PR #363, opened 2015-10-29
Add request url to errorlog, and fix client-side error pages

ajacksified:
* add requestUrl to the error log, so we can see _where_ errors are happening on the server
* also emit a body replacement event on the client; because everything's async, errors were just showing loading spinners forever
* add props to the context on client-side error handling, so we can render error pages properly

:eyeglasses: @curioussavage


curioussavage:
:fish:

PR #366, opened 2015-10-30
ListingContent: use second resolution provided for ads case

curioussavage:
the first image resolution is for a thumbnail with
a different aspect ratio

:eyeglasses: @ajacksified 

turns out this was all that is necessary. tested with compact/ listing view. thumbnail is unaffected

### DIFF
--- a/src/views/components/ListingContent.jsx
+++ b/src/views/components/ListingContent.jsx
@@ -474,8 +474,11 @@ class ListingContent extends BaseComponent {
       let ratio = oembed.width / oembed.height;
       return single ? ratio : _limitAspectRatio(ratio);
     } else if (listing.preview && (listing.preview.images || []).length) {
-      let source = listing.preview.images[0].source || 
-        listing.preview.images[0].resolutions[0];
+      let images = listing.preview.images;
+      // we use the second item in resolutions if it exists because for ads
+      // the first item is a thumbnail with 1x1 aspect ratio.
+      let source = images[0].source || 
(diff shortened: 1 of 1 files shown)


umbrae:
Could we have a comment here indicating why it's necessary? I think most folks coming across this later would have no idea why we'd choose one over the other.

curioussavage:
will do

dwick:
can we not pass the image used in rendering to this? seems hacky

curioussavage:
I think I get what you mean. off the top of my head I have no idea. this file is in need of a major refactor so its difficult to tell what does what. I would rather put that on a list of changes for another pass, especially since this is breaking prod

dwick:
let me take a look

curioussavage:
up on staging here: https://www.cloudflarestagingformobilereddit.com/comments/3qhxub/experience_authentic_mlb_in_perfect_inning_15/

dwick:
i think if you changed `_previewImageUrl` to return the preview image object you could do it pretty easily

curioussavage:
yeah, sort of, its getting called in a few places

curioussavage:
:eyeglasses: @madbook

madbook:
this aspect ratio stuff is super weird and should get yanked, but if this is urgent then :+1: to doing the minimal to fix it for ads

:fish:

curioussavage:
After experimenting with images that don't have the aspect ratio stuff. will likely remove the aspect ratio stuff completely unless @ajacksified remembers a reason why its there. images look fine without it as far as madbook and I could see

PR #383, opened 2015-11-10
Routes: abstract construction of body function into a method

curioussavage:
:eyeglasses: @ajacksified

### DIFF
--- a/src/views/pages/userProfile.jsx
+++ b/src/views/pages/userProfile.jsx
@@ -9,13 +9,13 @@ import UserProfile from '../components/UserProfile';
 
 class UserProfilePage extends BasePage {
   render() {
-    if (!this.state.data || !this.state.data.userProfile) {
+    if (!this.state.data || !this.state.data.user) {
       return (
         <Loading />
       );
     }
 
-    var userProfile = this.state.data.userProfile;
+    var userProfile = this.state.data.user;
     var name = this.props.userName;
 
     return (


src/routes.jsx
```diff
@@ -188,6 +188,17 @@ function userData(ctx, app) {
   }
 }
 
+function makeBody(props, key, track, Component, SecondComponent=null) { 
+  return () => {
+    return (
+          <BodyLayout { ...props }>
```
ajacksified: de-indent a bit

src/routes.jsx
```diff
@@ -188,6 +188,17 @@ function userData(ctx, app) {
...
+            { SecondComponent }
+            <Component { ...props } key={ key } track={track} />
```
ajacksified: Why don't we just set a `key` in buildProps to a guid, instead of passing in a key every time? We always want a route to re-render anyways.

src/routes.jsx
```diff
@@ -188,6 +188,17 @@ function userData(ctx, app) {
   }
 }
 
+function makeBody(props, key, track, Component, SecondComponent=null) {
```
ajacksified: Is there a way to make `Component` an array instead of sending in two parameters? That would allow us to order, and add `n` pre- or post- components.

ajacksified:
Good idea, :nail_care:

src/routes.jsx
curioussavage: oh cool. good idea!

src/routes.jsx
curioussavage: if we always want the route to render again is there any reason to even add a key?

ajacksified: Yes, if you don't have a key, it won't re-render the page, even with new props.

curioussavage:
:haircut:

src/routes.jsx
```diff
@@ -396,19 +378,17 @@ function routes(app) {
...
-        <li className='TextSubNav-li' active={activityActive}>
-          <a className={`TextSubNav-a ${activityActive}`} href={`/u/${userName}/activity`}>Activity</a>
-        </li>
-        <li className='TextSubNav-li' active={gildActive}>
-          <a className={`TextSubNav-a ${gildActive}`} href={`/u/${userName}/gild`}>Give gold</a>
-        </li>
-      </TextSubNav>
-    );
+    return [
+      <li className='TextSubNav-li' active={aboutActive}>
```
ajacksified: while you're at it, these need `key`s.

src/routes.jsx
```diff
@@ -269,15 +280,7 @@ function routes(app) {
...
-    var key = this.key;
-
-    this.body = function(props) {
-      return (
-        <BodyLayout { ...props }>
-          <IndexPage { ...props } key={ key } track='listings' />
-        </BodyLayout>
-      );
-    };
+    this.body = makeBody(this.props, [{c: IndexPage, props: this.props}]);
```
ajacksified: Tuples might be cleaner: `[[IndexPage, this.props], [...]]`. You can then destructure within makeBody using `const [component, props] = comp`. What do you think?

curioussavage: yeah, if you don't mind nested arrays then I would prefer that too.

ajacksified: :+1:

curioussavage:
:haircut:

ajacksified:
:fish:

PR #385, opened 2015-11-10
Comment: make deeply nested flair scrollable.

curioussavage:
:eyeglasses: @ajacksified 

forgot to solve the actual issue. Which is very rare with the new layout for flair. (only affected comments 5  levels deep and up with max length flair)


ajacksified:
:fish:

PR #386, opened 2015-11-11
React 14x

ajacksified:
:eyeglasses: @curioussavage 

Woo

First commit: get things working, by moving `getDOMNode`.
Second commit: remove addons warnings, and in fact, remove all the addons since they're completely unnecessary on mobile anyways.
Third commit: remove dead code, as react handles touch events natively, and it wasn't being used anyways.


ajacksified:
depends on https://github.com/reddit/horse-react/pull/9

ajacksified:
@curioussavage I'm having trouble running tests here _and_ on master - it doesn't appear to like `static proptypes` inside of classes, which is weird, because babel should be totally fine with that. Any ideas?

ajacksified:
If the code changes look good, I'll make a pass at design/tiffany/steve to confirm that removing animations is :ok_hand:

curioussavage:
oh. oops, need to whitelist property initializers and the other es7 stuff in test/index.js or go to stage 2.

ajacksified:
Yeah, stage 2 is probably best. As an aside, the babel 6 upgrade is a deep
rabbit hole.

curioussavage:
yay!! stateless function components!

curioussavage:
if we aren't animating SVGs anymore can we just have the component return an image tag linking to them?

curioussavage:
could we just make a babelrc file or put babel options in the package.json, then we shouldn't have to specify the options in several places.

curioussavage:
:nail_care: code looks good. only thing would be tests (dont run on stage 2
)

ajacksified:
@curioussavage -

* Good point on the SVGs, I'll update.
* I agree on babelrc - but let's do that on a babel upgrade PR instead.
* I'll fix test stage

ajacksified:
On second thought, I'l leave the SVG changes to another PR. :haircut:

curioussavage:
:fish:  sounds good to me

ajacksified:
@tdohz and @spez: this PR removes the fading transitions on menus, and the slide-down animation on the sidebar. They didn't seem necessary on mobile, but before I merge this you may want to review.

Old - New

animations

spez:
:fish:

PR #387, opened 2015-11-11
Fix word break on listing titles

ajacksified:
:eyeglasses: @curioussavage 

Fixes word break so that it breaks in the middle of long words or at spaces, but not in the middle of short words.


curioussavage:
:fish:  definitely better

PR #389, opened 2015-11-13
Filter out 429s and timeouts from logs

ajacksified:
:eyeglasses: @umbrae and/or @spladug


umbrae:
:fish: Small whitespace issue but otherwise looks good

PR #390, opened 2015-11-13
Add timeouts for superagent requests

ajacksified:
:eyeglasses: @umbrae, @curioussavage 

This covers all of our superagent requests. Bad hivemind and oauth requests will hang for 4 minutes each, without timeouts set.

Next step: fork superagent and allow setting a default timeout. Also, implement response timeouts in the http server that will send back a timeout if the server's taking to long (although we still need to kill the open http requests using superagent timeouts.)


curioussavage:
:fish: lgtm

PR #391, opened 2015-11-16
Don't set ref on CommentPreviews

ajacksified:
You cannot set a `ref` on a stateless component - this was throwing
warnings. This commit also fixes the ref to `ul` on TextSubNav, which
was throwing errors on the same page.

:eyeglasses: @curioussavage


curioussavage:
:fish:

* * *

### Task statement
From the records above, show each line that contains the word "only".

### Finished task
forgot to solve the actual issue. Which is very rare with the new layout for flair. (only affected comments 5  levels deep and up with max length flair)
:nail_care: code looks good. only thing would be tests (dont run on stage 2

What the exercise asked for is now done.